Directions: Copy all lines containing the string "StephanTLavavej" from the records below.

Saved entries

□ □ □ □

PR #6160, opened 2026-03-14
Consistently comment `_WIN64` macro usage

AlexGuteniev:


tests/std/tests/VSO_0000000_fancy_pointers/test.compile.pass.cpp
```diff
@@ -104,7 +104,7 @@ class fancy_pointer {
         rep += rhs;
         return *this;
     }
-#endif // _WIN64
+#endif // ^^^ 64 bit ^^^
```
StephanTLavavej: Should hyphenate.

stl/inc/atomic
StephanTLavavej, line 1: There are a few more inconsistent occurrences in `<atomic>`.

AlexGuteniev: I intentionally did not change them, keeping this change within existing `_WIN64`.

I think we also have remaining _M_IX86 that are good to be `_WIN64` here:
https://github.com/microsoft/STL/blob/2626cf1ee9d26be701b9bdbd2fb30db240456456/stl/inc/atomic#L1045
https://github.com/microsoft/STL/blob/2626cf1ee9d26be701b9bdbd2fb30db240456456/stl/inc/atomic#L1484

And here:

https://github.com/microsoft/STL/blob/2626cf1ee9d26be701b9bdbd2fb30db240456456/stl/inc/__msvc_bit_utils.hpp#L71
https://github.com/microsoft/STL/blob/2626cf1ee9d26be701b9bdbd2fb30db240456456/stl/inc/__msvc_bit_utils.hpp#L95
https://github.com/microsoft/STL/blob/2626cf1ee9d26be701b9bdbd2fb30db240456456/stl/inc/__msvc_bit_utils.hpp#L205
https://github.com/microsoft/STL/blob/2626cf1ee9d26be701b9bdbd2fb30db240456456/stl/inc/__msvc_bit_utils.hpp#L236
https://github.com/microsoft/STL/blob/2626cf1ee9d26be701b9bdbd2fb30db240456456/stl/inc/__msvc_bit_utils.hpp#L291

StephanTLavavej: I'd be open to a followup PR.

StephanTLavavej:

StephanTLavavej:
:six: :four: :scroll: :three: :two:
===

□ □ □ □

Your solution:
StephanTLavavej: Should hyphenate.
StephanTLavavej, line 1: There are a few more inconsistent occurrences in `<atomic>`.
StephanTLavavej: I'd be open to a followup PR.
StephanTLavavej:
StephanTLavavej:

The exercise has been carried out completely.